Issue #84, opened 2018-06-23
Allow for automatic writing from an existing stream


Brett208:
A common use case is reading from one stream and then writing that data immediately to another stream. We could standardize the process by including support in the stream library.

One solution would be to attach to following functions to StreamWriter. The first function could be omitted, which would allow adding only StreamReader as an include instead of SeekableStreamReader.

```
// Writes from the current position of the passed stream until the end of the stream.
// Takes an optional bufferSize to specify how large of chunks to read each pass.
void WriteFromStream(SeekableStreamReader& seekableStreamReader, size_t bufferSize =  0x00020000)
{
    WriteFromStream(seekableStreamReader, seekableStreamReader.Length() - seekableStreamReader.Position(), bufferSize);
}

// Writes from the current position of the passed stream through the specified writeLength.
// Takes an optional bufferSize to specify how large of chunks to read each pass.
void WriteFromStream(StreamReader& streamReader, uint64_t writeLength, size_t bufferSize = 0x00020000);
```

Another option might be to create a separate header that includes the functions standalone. It would require adding the StreamWriter as an input to the functions.

These 2 functions would both be used in ClmFile and VolFile, so I'm guessing their application would apply to other applications as well.

I just chose the default bufferSize because it is used in other parts of Archives and am not sure if a different default might be better.

DanRStevens:
I think we should support this in the Stream library. I definitely think such functionality will be generally re-usable.

The method, as given, does seem like a generic standalone method, so a separate standalone .cpp file makes sense. We could modify it and attach it to a specific stream class as well, with StreamWriter being the most obvious. It feels slightly weird to attach it to StreamWriter, but at the same time, I suspect that might be most convenient.

I'm wondering if "Consume" might be a good name for the method. That would sound natural in the context of a StreamWriter class. An alternative might be "Pipe", though more for the context of a StreamReader class.

----

If we get around to writing test code, we could do some actual speed tests and perhaps choose a buffer size that hits a sweet spot for performance versus memory use. For now though, I'm happy to just stick with whatever value was being used previously.

Brett208:
If attached to StreamWriter, it would read as streamWriter.ConsumeStream(streamReader, 100);

I like how ConsumeStream sounds better than WriteFromStream. I think the only downside is that this gives the connotation that the entire stream is consumed, where in reality it could only be a portion of the stream.

I haven't used a library that uses Pipe before, so this one doesn't seem as appealing to me. 

[...]

PR #112, opened 2018-07-11
Add partial read write

DanRStevens:
This should implement the `ReadPartial` method discussed in Issue #84. This could be used as a base to implement stream copying, without needing to know sizes up front.

I believe this has the right idea down, though this code is untested. We should really look into how we're going to write unit tests. I suppose one way to test this manually, without proper unit tests, is to write the stream copying code on top of it.

I didn't not write a corresponding `WritePartial` method. Do we even need one? I'm not sure there is as clear of a case for it.


Streams/FileSliceReader.cpp
```diff
@@ -42,6 +42,13 @@ void FileSliceReader::ReadImplementation(void* buffer, std::size_t size)
 	fileStreamReader.Read(buffer, size);
 }
 
+std::size_t FileSliceReader::ReadPartial(void* buffer, std::size_t size) {
+	auto bytesLeft = sliceLength - (fileStreamReader.Position() - startingOffset);
```
Brett208: Any reason not to make this line read:

```auto bytesLeft = sliceLength - Position();```

I think this change would read a bit easier.

DanRStevens:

Instructions to follow:
Every line of the data above belongs in the answer, unchanged.

The answer:
Issue #84, opened 2018-06-23
Allow for automatic writing from an existing stream


Brett208:
A common use case is reading from one stream and then writing that data immediately to another stream. We could standardize the process by including support in the stream library.

One solution would be to attach to following functions to StreamWriter. The first function could be omitted, which would allow adding only StreamReader as an include instead of SeekableStreamReader.

```
// Writes from the current position of the passed stream until the end of the stream.
// Takes an optional bufferSize to specify how large of chunks to read each pass.
void WriteFromStream(SeekableStreamReader& seekableStreamReader, size_t bufferSize =  0x00020000)
{
    WriteFromStream(seekableStreamReader, seekableStreamReader.Length() - seekableStreamReader.Position(), bufferSize);
}

// Writes from the current position of the passed stream through the specified writeLength.
// Takes an optional bufferSize to specify how large of chunks to read each pass.
void WriteFromStream(StreamReader& streamReader, uint64_t writeLength, size_t bufferSize = 0x00020000);
```

Another option might be to create a separate header that includes the functions standalone. It would require adding the StreamWriter as an input to the functions.

These 2 functions would both be used in ClmFile and VolFile, so I'm guessing their application would apply to other applications as well.

I just chose the default bufferSize because it is used in other parts of Archives and am not sure if a different default might be better.

DanRStevens:
I think we should support this in the Stream library. I definitely think such functionality will be generally re-usable.

The method, as given, does seem like a generic standalone method, so a separate standalone .cpp file makes sense. We could modify it and attach it to a specific stream class as well, with StreamWriter being the most obvious. It feels slightly weird to attach it to StreamWriter, but at the same time, I suspect that might be most convenient.

I'm wondering if "Consume" might be a good name for the method. That would sound natural in the context of a StreamWriter class. An alternative might be "Pipe", though more for the context of a StreamReader class.

----

If we get around to writing test code, we could do some actual speed tests and perhaps choose a buffer size that hits a sweet spot for performance versus memory use. For now though, I'm happy to just stick with whatever value was being used previously.

Brett208:
If attached to StreamWriter, it would read as streamWriter.ConsumeStream(streamReader, 100);

I like how ConsumeStream sounds better than WriteFromStream. I think the only downside is that this gives the connotation that the entire stream is consumed, where in reality it could only be a portion of the stream.

I haven't used a library that uses Pipe before, so this one doesn't seem as appealing to me. 

[...]

PR #112, opened 2018-07-11
Add partial read write

DanRStevens:
This should implement the `ReadPartial` method discussed in Issue #84. This could be used as a base to implement stream copying, without needing to know sizes up front.

I believe this has the right idea down, though this code is untested. We should really look into how we're going to write unit tests. I suppose one way to test this manually, without proper unit tests, is to write the stream copying code on top of it.

I didn't not write a corresponding `WritePartial` method. Do we even need one? I'm not sure there is as clear of a case for it.


Streams/FileSliceReader.cpp
```diff
@@ -42,6 +42,13 @@ void FileSliceReader::ReadImplementation(void* buffer, std::size_t size)
 	fileStreamReader.Read(buffer, size);
 }
 
+std::size_t FileSliceReader::ReadPartial(void* buffer, std::size_t size) {
+	auto bytesLeft = sliceLength - (fileStreamReader.Position() - startingOffset);
```
Brett208: Any reason not to make this line read:

```auto bytesLeft = sliceLength - Position();```

I think this change would read a bit easier.

DanRStevens:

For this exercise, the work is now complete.